▸ **Brief**: Retype every record below exactly as it appears.

(Saved entries)
++++++++++

PR #15300, opened 2024-06-24
[Style guide] Table guidelines

kodster28:

PR #15306, opened 2024-06-24
[Chore] Remove table-wrap from Zaraz

kodster28:
Adding new guidelines in #15300 around tables + table-wrap.

It's not needed for most tables and causes some unexpected issues on mobile.


KianNH (approved):
Spot-checked on desktop & mobile, all looked good!

PR #15307, opened 2024-06-24
[Chore] Remove workers tablewrap where appropriate

kodster28:
Similar vibes as to #15306.

Adding new guidelines in #15300 around tables + table-wrap.

It's not needed for most tables and causes some unexpected issues on mobile. This removes table-wrap from small tables in the `/workers-ai/`, `/workers/`, and `/pages/` spaces. Used mobile preview while doing local dev and didn't see any issues.


irvinebroque (approved):

KianNH (approved):
LGTM - went through a handful on iOS and they all looked fine to me.

PR #15352, opened 2024-06-27
[DNS] Clarify DNSSEC options with Secondary DNS Override

dom-cf:
Secondary DNS Override will not work with Pre-signed DNSSEC, adding a warning to clarify.


Fattouche:
Thanks!

RebeccaTamachiro (approved):

PR #15369, opened 2024-06-27
[Style Guide] Strategy updates

crwaters16:


kodster28 (approved):
I might add some more and partialize it in a bit, but lgtm for now

PR #15371, opened 2024-06-27
ai: link to AI Gateway in sidebar

elithrar:
Could also alternatively be under Platform? The cross-link is important for discovery!


kodster28 (approved):
Moved under platform b/c the top-level nav is getting a bit crowded

PR #23190, opened 2025-06-24
[Docs Site] Sync filters to URL params in catalog components

KianNH:
### Summary

Sync filters to URL params in catalog components


kodster28 (approved):
Thank you, @KianNH !

PR #23198, opened 2025-06-24
[Docs Site] Fetch all Linux platforms for WARP releases

KianNH:
### Summary

Fetch all Linux platforms for WARP releases


kodster28 (approved):
There's some other stuff that has to happen here -- namely updating to pull names from the API + updating the size dynamically based on the selected package -- but none of it is blocking.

++++++++++

▸ **Your response**:
PR #15300, opened 2024-06-24
[Style guide] Table guidelines

kodster28:

PR #15306, opened 2024-06-24
[Chore] Remove table-wrap from Zaraz

kodster28:
Adding new guidelines in #15300 around tables + table-wrap.

It's not needed for most tables and causes some unexpected issues on mobile.


KianNH (approved):
Spot-checked on desktop & mobile, all looked good!

PR #15307, opened 2024-06-24
[Chore] Remove workers tablewrap where appropriate

kodster28:
Similar vibes as to #15306.

Adding new guidelines in #15300 around tables + table-wrap.

It's not needed for most tables and causes some unexpected issues on mobile. This removes table-wrap from small tables in the `/workers-ai/`, `/workers/`, and `/pages/` spaces. Used mobile preview while doing local dev and didn't see any issues.


irvinebroque (approved):

KianNH (approved):
LGTM - went through a handful on iOS and they all looked fine to me.

PR #15352, opened 2024-06-27
[DNS] Clarify DNSSEC options with Secondary DNS Override

dom-cf:
Secondary DNS Override will not work with Pre-signed DNSSEC, adding a warning to clarify.


Fattouche:
Thanks!

RebeccaTamachiro (approved):

PR #15369, opened 2024-06-27
[Style Guide] Strategy updates

crwaters16:


kodster28 (approved):
I might add some more and partialize it in a bit, but lgtm for now

PR #15371, opened 2024-06-27
ai: link to AI Gateway in sidebar

elithrar:
Could also alternatively be under Platform? The cross-link is important for discovery!


kodster28 (approved):
Moved under platform b/c the top-level nav is getting a bit crowded

PR #23190, opened 2025-06-24
[Docs Site] Sync filters to URL params in catalog components

KianNH:
### Summary

Sync filters to URL params in catalog components


kodster28 (approved):
Thank you, @KianNH !

PR #23198, opened 2025-06-24
[Docs Site] Fetch all Linux platforms for WARP releases

KianNH:
### Summary

Fetch all Linux platforms for WARP releases


kodster28 (approved):
There's some other stuff that has to happen here -- namely updating to pull names from the API + updating the size dynamically based on the selected package -- but none of it is blocking.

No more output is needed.